14. Consider the following excerpt: "Sanity is a delicate concept, lunacy only slightly less so. Over the last few centuries, more and more of those phenomena once believed to belong to God have been assigned to the authority of the psychoanalyst instead. Some of the saints can be diagnosed in retrospect as epileptics. St. Theresa was almost certainly an hysteric. St. Ida of Lorraine seems to have suffered from perceptional insanity. She only thought her body was amplified to monstrous proportions in her desire to be acceptable to God.... The prognosis for such cases in our own age is excellent; saintliness can often be completely cured."

15. In the end, what do each of the characters gain as a result of their journey in pursuit of Sarah Canary? Are the characters better off for their experience?

16. Why is the story of Sarah Canary narrated by someone of the late twentieth century?

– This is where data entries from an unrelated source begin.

PR #932, opened 2023-04-04
fix(consent) Add consent for more commands

### LINKED ISSUE #931: [Consent] Add consent for more commands
All commands that edits resources will now ask for consent

johnsudaar:
Fix #931


EtienneM (commented):
Instead of checking the consent for an allow-list of commands, shouldn't we check it for all commands by default and define a list of commands in which we don't need to check for the consent?

johnsudaar:
It could be an idea but it's not that easy since in our generic command wrapper we have not yet run the current app detector nor do we know if we should. We might at term refactor to have generic app commands but i did not want to make such a refactor.

EtienneM (approved):

PR #903, opened 2025-01-25
Update Algolia config to replace ALGOLIA_SECRET with ALGOLIA_API_KEY

yehuuu6:
Official Algolia docs give us this;
ALGOLIA_APP_ID=
ALGOLIA_API_KEY=

But the Laravel Scout has different fields for this. We should update this.


taylorotwell:
I don't see a big reason to change this atm.

PR #912, opened 2025-02-17
Resolve Race Condition In TypesenseEngine Collection Creation

### LINKED ISSUE #911: Hitting Race Condition In TypesenseEngine Due To Jobs Competing To Create Collection
### Scout Version

10.12.2

### Scout Driver

Typesense

### Laravel Version

11.31

### PHP Version

8.2

### Database Driver & Version

MariaDB

### SDK Version

4.9

### Meilisearch CLI Version

_No response_

### Description

I've identified a race condition taking place when attempting to do `scout:flush` and `scout:import`.  As best as I can tell the issue lies here:

https://github.com/laravel/scout/blob/10.x/src/Engines/TypesenseEngine.php#L618

as two competing jobs dispatched and picked up close enough, can run afoul of the behavior identified here.  I think a better solution would be to create a mutex to check to see if any other job is attempting to create it, and then wait for it to be created.

### Steps To Reproduce

I used a chunk size of about 1000, and had it being dispatched and pickup by horizon.

```php

$this->call('scout:flush', [
    'model' => User::class),
]);
$this->call('scout:import', [
    'model' => User::class,
]);
```

andyleach:
Resolves: https://github.com/laravel/scout/issues/911

### DIFF
--- a/src/Engines/TypesenseEngine.php
+++ b/src/Engines/TypesenseEngine.php
@@ -11,6 +11,7 @@ use Laravel\Scout\Builder;
 use stdClass;
 use Typesense\Client as Typesense;
 use Typesense\Collection as TypesenseCollection;
+use Typesense\Exceptions\ObjectAlreadyExists;
 use Typesense\Exceptions\TypesenseClientError;
 
 class TypesenseEngine extends Engine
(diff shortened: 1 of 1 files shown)


tharropoulos:
Yeah that's a way to do it as well hahaha, thanks!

17. One critic remarked that the characters in Sarah Canary are "larger than life." Are the characters in the book realistic? Which character did you relate to most? Whose perception of Sarah Canary is closest to your own?

18. One reviewer wrote, "The author's message... is that at its core, America hasn't changed one whit since those rugged, lawless pioneer days [that serve as the setting for Sarah Canary]." Do you agree?

19. Karen Joy Fowler is a cocreator of the James Tiptree Jr. Memorial Award, which is presented, in her words, "to a short story or novel that explores or expands our understanding of gender... to remind the field of its own importance in the continual struggle to re-imagine more livable sexual roles for ourselves." Does Sarah Canary accomplish this goal? If so, how?